Back to Portfolio
Playground Series S5E9

Predicting Beats-per-Minute of Songs

A regression challenge predicting the tempo (BPM) of music tracks based on audio features, combining signal processing with machine learning for music information retrieval.

Competition Rank
131 / 2,581
Percentile
Top 5%
Evaluation Metric
MAE
Achievement
🏆 Silver

Problem Overview

This fascinating competition combined audio signal processing with machine learning to predict song tempo. The dataset included various acoustic features extracted from audio files such as spectral characteristics, rhythm patterns, energy levels, and harmonic content. BPM prediction is crucial for music recommendation systems, DJ software, and automated playlist generation.

Technical Approach

Key Insight

The breakthrough came from understanding that BPM relates non-linearly to audio features. Songs at half-tempo or double-tempo can have similar spectral characteristics but different BPM values.
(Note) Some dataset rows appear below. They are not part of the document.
PR #1779, opened 2019-05-02
DRILL-7222: Visualize estimated and actual row counts for a query

kkhatua:
With statistics in place, it is useful to have the estimated rowcount along side the actual rowcount query profile's operator overview. 
We extract this from the Physical Plan section of the profile and show it in parenthesis with a toggle button to have the estimates hidden by default.
image

### DIFF
--- a/exec/java-exec/src/main/resources/rest/profile/profile.ftl
+++ b/exec/java-exec/src/main/resources/rest/profile/profile.ftl
@@ -42,7 +42,7 @@
     };
 
     $(document).ready(function() {
-      $(".sortable").DataTable( {
+      $(".sortable").DataTable({
         "searching": false,
         "lengthChange": false,
         "paging": false,
@@ -84,6 +84,29 @@
         document.getElementById(warningElemId).style.display="none";
     }
 
+    //Injects Estimated Rows
+    function injectEstimatedRows() {
+      Object.keys(opRowCountMap).forEach(key => {
+        var tgtElem = $("td.estRowsAnchor[key='" + key + "']"); 
+        var status = tgtElem.append("<div class='estRows' title='Estimated'>(" + opRowCountMap[key] + ")</div>");
+      });
+    }
+
+    //Toggle Estimates' visibility
+    function toggleEstimates(tgtColumn) {
+      var colClass = '.est' + tgtColumn;
+      var estimates = $(colClass);
+      if (estimates.filter(":visible").length > 0) {
+        $(colClass).each(function () {
+          $(this).attr("style", "display:none");
+        });
+      } else {
+        $(colClass).each(function () {
+          $(this).attr("style", "display:block");
+        });
+      }
+    }
+
     //Close the cancellation status popup
     function refreshStatus() {
       //Close PopUp Modal
@@ -94,7 +117,7 @@
     //Cancel query & show cancellation status
     function cancelQuery() {
       document.getElementById("cancelTitle").innerHTML = "Drillbit on " + location.hostname + " says";
-      $.get("/profiles/cancel/"+globalconfig.queryid, function(data, status){/*Not Tracking Response*/});
+      $.get("/profiles/cancel/" + globalconfig.queryid, function(data, status){/*Not Tracking Response*/});
       //Show PopUp Modal
       $("#queryCancelModal").modal("show");
     };
@@ -389,8 +412,17 @@
   </div>
 
   <div class="page-header"></div>
-  <h3>Operator Profiles</h3>
+  <h3>Operator Profiles
+ <button onclick="toggleEstimates('Rows')" class="btn" style="font-size:60%; float:right">Show/Hide Estimated Rows</button></h3>
 
+ <style>
+  .estRows {
+    color:navy;
+    font-style:italic;
+    font-size: 80%;
+    display:<#if model.showEstimatedRows()>block<#else>none</#if>;
+  }
+</style>
   <div class="panel-group" id="operator-accordion">
     <div class="panel panel-default">
       <div class="panel-heading">
@@ -476,6 +508,9 @@
       injectIconByClass("spill-tag","glyphicon-download-alt");
       injectIconByClass("time-skew-tag","glyphicon-time");
       injectSlowScanIcon();
+      //Building RowCount
+      buildRowCountMap();
+      injectEstimatedRows();
     });
 
     //Inject Glyphicon by Class tag
@@ -485,7 +520,7 @@
         var i;
         for (i = 0; i < tagElemList.length; i++) {
             var content = tagElemList[i].innerHTML;
-            tagElemList[i].innerHTML = "<span class=\"glyphicon "+tagIcon+"\">&nbsp;</span>"+content;
+            tagElemList[i].innerHTML = "<span class=\"glyphicon " + tagIcon + "\">&nbsp;</span>" + content;
         }
     }
 
@@ -496,7 +531,7 @@
         var i;
         for (i = 0; i < tagElemList.length; i++) {
             var content = tagElemList[i].innerHTML;
-            tagElemList[i].innerHTML = "<img src='/static/img/turtle.png' alt='slow'> "+content;
+            tagElemList[i].innerHTML = "<img src='/static/img/turtle.png' alt='slow'> " + content;
         }
     }
 
@@ -567,7 +602,7 @@
     var popUpAndPrintPlan = function() {
       var srcSvg = $('#query-visual-canvas');
       var screenRatio=0.9;
-      let printWindow = window.open('', 'PlanPrint', 'width=' + (screenRatio*screen.width) + ',height=' + (screenRatio*screen.height) );
+      let printWindow = window.open('', 'PlanPrint', 'width=' + (screenRatio*screen.width) + ',height=' + (screenRatio*screen.height));
       printWindow.document.writeln($(srcSvg).parent().html());
       printWindow.print();
     };
@@ -587,6 +622,21 @@
       if (e.target.form) 
         <#if model.isOnlyImpersonationEnabled()>doSubmitQueryWithUserName()<#else>doSubmitQueryWithAutoLimit()</#if>;
     });
+
+    // Extract estimated rowcount map
+    var opRowCountMap = {};
+    // Get OpId-Rowocunt Map
+    function buildRowCountMap() {
+      var phyText = $('#query-physical').find('pre').text();
+      var opLines = phyText.split("\n");
+      opLines.forEach(line => {
+        if (line.trim().length > 0) {
+          var opId = line.match(/\d+-\d+/g)[0];
+          var opRowCount = line.match(/rowcount = ([^,]+)/)[1];
+          opRowCountMap[opId] = Number(opRowCount).toLocaleString('en');
+        }
+      });
+    }
     </script>
 
 </#macro>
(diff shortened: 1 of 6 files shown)


khurram-faraaz:
@kkhatua  Will this increase the total query execution time in any way ?

kkhatua:
No. Why do you think it'll increase query execution time? It's just a visual aid to understand if the stats were way off. Users who rely on using sampling to generate stats can see if their sample size is too small.

arina-ielchiieva:
@kkhatua why it's false by default? Also can we just show estimated row count without having separate option for this? If estimated row count is available, we show the info, if not, we don't. Or maybe make decision based on statistics availability, if if available show, otherwise don't.

kkhatua:
@arina-ielchiieva 

The motivation for this PR comes from the need for engineers to analyze queries as plans change due to introduction of statistics. An initial thought was to add an additional column, but, I think, we already have a lot of columns. I've tried to figure which columns to trim, but almost all seem relevant. I know we might come back to doing similar things with Resource Management as well, where we'll again need to work on estimates vs actual. So adding additional columns is not practical.

Showing the estimates based on whether a planning decision was made using statistics is not possible unless the profile JSON itself carries some hint that statistics were used.

Also, I added the toggle button to provide a mechanism to hide the estimates by default (another reason why not an additional column). I'm worried that users will get the impression that there are issues with Drill because of estimates being wildly off. Even if they are sufficiently accurate (like NDV-based estimates vs actual), most users don't have the insight into how the stats are being used.

Users who have insight into such things can make use of the estimates to tune parameters (e.g. broadcast or selectivity thresholds) to force changes in plans that are sub-optimal. Based on this, I thought we should go with the parenthesis option for showing the estimated row counts.

arina-ielchiieva:
Well, I am ok if we leave estimates in parenthesis but I am still unclear why we need config param, if estimates are hidden by default.

kkhatua:
Because engineers are, by nature, lazy and would like to get as much insight with minimal clicks. 
 😇

Changing the default on a development environment helps.  ( @amansinha100 , agree? )

arina-ielchiieva:
Oh, now I see where it comes from :). Just not sure if this is worth adding new config param. Won't be devs lazy enough to update drill config and restart the drillbits? Is adding it as session / system option more convenient for devs?

exec/java-exec/src/main/resources/rest/profile/profile.ftl
```diff
@@ -587,6 +622,49 @@
       if (e.target.form) 
         <#if model.isOnlyImpersonationEnabled()>doSubmitQueryWithUserName()<#else>doSubmitQueryWithAutoLimit()</#if>;
     });
+
+    // Convert scientific to Decimal [Ref: https://gist.github.com/jiggzson/b5f489af9ad931e3d186]
+    function scientificToDecimal(num) {
```
arina-ielchiieva: Won't this be are convenient to do in Java and just pass expected string representation to UI?

kkhatua: Ideally, yes.

But the way we construct the `Operators Overview` table is by only injecting values (which then get converted to human readable formats based on data types). That makes it difficult for me to inject these `<div>` elements during construction.

Also, with Javascript, I reduce the processing and construction overhead on the WebServer and have the client browsers do this formatting.

In theory, the entire profile can be constructed by Javascript from the JSON profile, but basic summaries are easier to implement (and faster to calculate) in Java.

kkhatua:
@arina-ielchiieva I havent seen any system/session options for WebServer UI settings. All of them are done using `drill-override.conf`, probably because it makes it easier to implement features for the WebUI. Making it a session option doesn't provide any benefit if there are users who might be able to access Drill's SQL capabilities only via the WebUI. Hence, providing this as a Javascript based feature made more sense.

kkhatua:
@amansinha100  could you also do a review of this? As of now, I don't anticipate any additional work and the PR looks ready to commit.

arina-ielchiieva:
@kkhatua could you please request someone to review JS part. I am not a JS expert but the changes does not look good to me. I am not sure why we need such advanced number parsing so feedback from someone who knows what is going on will be very helpful.

kkhatua:
@arina-ielchiieva the feature allows an advanced user to compare estimated rows with the actual rowcounts for the query. Since the estimates are part of the Logical Plan Text , but in a scientific format, we need to parse it to represent it as a whole number with proper formatting (i.e. use of comma as a 1000s separator). I used a Github snippet since that had the most references and usage, rather than look for a (possible?) Javascript library for this feature. 
@sohami could you take a look as well?

kkhatua:
@agozhiy 
Could you take a look at this PR?

exec/java-exec/src/main/resources/rest/profile/profile.ftl
```diff
@@ -587,6 +622,49 @@
...
+      return num;
+    }
+
+    // Extract estimated rowcount map
+    var opRowCountMap = {};
+    // Get OpId-Rowocunt Map
+    function buildRowCountMap() {
+      var phyText = $('#query-physical').find('pre').text();
+      var opLines = phyText.split("\n");
+      for (var l in opLines) {
```
agozhiy:
```suggestion
      opLines.forEach(line => {
```

exec/java-exec/src/main/resources/rest/profile/profile.ftl
agozhiy: Why do you need this at all? Javascript parseInt() function which you use can parse scientific format without a problem.

exec/java-exec/src/main/resources/rest/profile/profile.ftl
```diff
@@ -84,6 +84,29 @@
         document.getElementById(warningElemId).style.display="none";
     }
 
+    //Injects Estimated Rows
+    function injectEstimatedRows() {
+      Object.keys(opRowCountMap).forEach(key => {
+        var tgtElem = $("td.estRowsAnchor[key='"+key+"']");
```
agozhiy:
```suggestion
        var tgtElem = $("td.estRowsAnchor[key='" + key + "']");
```

exec/java-exec/src/main/resources/rest/profile/profile.ftl
```diff
@@ -84,6 +84,29 @@
         document.getElementById(warningElemId).style.display="none";
     }
 
+    //Injects Estimated Rows
+    function injectEstimatedRows() {
+      Object.keys(opRowCountMap).forEach(key => {
+        var tgtElem = $("td.estRowsAnchor[key='"+key+"']"); 
+        var status = tgtElem.append( "<div class='estRows' title='Estimated'>("+opRowCountMap[key]+")</div>" );
```
agozhiy:
```suggestion
        var status = tgtElem.append("<div class='estRows' title='Estimated'>(" + opRowCountMap[key] + ")</div>");
```

exec/java-exec/src/main/resources/rest/profile/profile.ftl
```diff
@@ -84,6 +84,29 @@
...
+      });
+    }
+
+    //Toggle Estimates' visibility
+    function toggleEstimates(tgtColumn) {
+      var colClass = '.est'+tgtColumn
```
agozhiy:
```suggestion
      var colClass = '.est' + tgtColumn
```

exec/java-exec/src/main/resources/rest/profile/profile.ftl
```diff
@@ -84,6 +84,29 @@
...
+      var estimates = $(colClass);
+      if (estimates.filter(":visible").length > 0) {
+        $(colClass).each(function(){
```
agozhiy:
```suggestion
        $(colClass).each(function () {
```

exec/java-exec/src/main/resources/rest/profile/profile.ftl
```diff
@@ -84,6 +84,29 @@
...
+          $(this).attr("style", "display:none");
+        });
+      } else {
+        $(colClass).each(function(){
```
agozhiy:
```suggestion
        $(colClass).each(function () {
```

exec/java-exec/src/main/resources/rest/profile/profile.ftl
kkhatua: I don't believe that works. The parseInt function will parse until the 'E' symbol.

exec/java-exec/src/main/resources/rest/profile/profile.ftl
```diff
@@ -587,6 +622,49 @@
...
+    var opRowCountMap = {};
+    // Get OpId-Rowocunt Map
+    function buildRowCountMap() {
+      var phyText = $('#query-physical').find('pre').text();
+      var opLines = phyText.split("\n");
+      for (var l in opLines) {
+        var line = opLines[l];
+        if (line.trim().length > 0) {
+          var opId = line.match(/\d+-\d+/g)[0];
+          var opRowCount = line.match(/rowcount = \S+/g)[0].split(' ')[2].replace(',','').trim();
```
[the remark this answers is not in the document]
kkhatua: I can't use this because the `rowcount` might be in the scientific format, resulting in a partial extraction.

exec/java-exec/src/main/resources/rest/profile/profile.ftl
```diff
@@ -587,6 +622,49 @@
...
+          if (opRowCount.includes("E")) {
+            opRowCountMap[opId] = parseInt(scientificToDecimal(opRowCount)).toLocaleString('en');
```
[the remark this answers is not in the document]
kkhatua: Good point. I'll check for larger values and apply the parseLong() method instead.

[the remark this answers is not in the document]
kkhatua: Tested with ##E18  using the Number() function.

kkhatua:
@agozhiy done most of the changes you've suggested and commented on the rest.

exec/java-exec/src/main/resources/rest/profile/profile.ftl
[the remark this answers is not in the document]
agozhiy: Right. Still, it can be simplified. This should work with both formats:
`line.match(/rowcount = ([^,]+)/)[1]`

exec/java-exec/src/main/resources/rest/profile/profile.ftl
agozhiy: From the Chrome web console:
`> parseInt(1.6E7)`
`< 16000000`
So it works it seems.

exec/java-exec/src/main/resources/rest/profile/profile.ftl
agozhiy: Spaces are still present around the expression inside parentheses. This is inconsistent with the overall code style.

agozhiy:
@kkhatua, thank you for the changes, please answer just a few more comments I left in conversations.

exec/java-exec/src/main/resources/rest/profile/profile.ftl
kkhatua: Yep. Verified it. Thanks for pointing it out.

kkhatua:
@agozhiy I've done the changes requested. Please review.

agozhiy:
@kkhatua, please address one more comment and squash the commits.

exec/java-exec/src/main/resources/rest/profile/profile.ftl
```diff
@@ -587,6 +622,25 @@
...
+    var opRowCountMap = {};
+    // Get OpId-Rowocunt Map
+    function buildRowCountMap() {
+      var phyText = $('#query-physical').find('pre').text();
+      var opLines = phyText.split("\n");
+      opLines.forEach(line => {
+        if (line.trim().length > 0) {
+          var opId = line.match(/\d+-\d+/g)[0];
+          var opRowCount = line.match(/rowcount = ([^,]+)/)[1];
+          if (opRowCount.includes("E")) {
```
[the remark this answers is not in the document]
kkhatua: Sorry... missed this in the email notification. Done now.

agozhiy:
+1. 
Thanks for the changes.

Creating features that captured these tempo harmonics (multipliers/divisors of base tempo) significantly improved predictions, especially for edge cases. Additionally, genre-aware feature engineering helped distinguish between genres with naturally different tempo ranges.

Technology Stack

Python Pandas NumPy Scikit-learn XGBoost LightGBM CatBoost SciPy Matplotlib Seaborn

Lessons Learned

This competition highlighted the value of domain knowledge in feature engineering. While I'm not a music expert, understanding basic concepts like tempo doubling/halving, rhythm patterns, and genre conventions made a significant difference. It also demonstrated the importance of exploratory data analysis - visualizing feature relationships with the target revealed non-linear patterns that informed both feature engineering and model selection.

The top 5% finish validated the approach of combining domain expertise with robust ML techniques, a pattern I now apply across different domains in my work as a Data Engineer.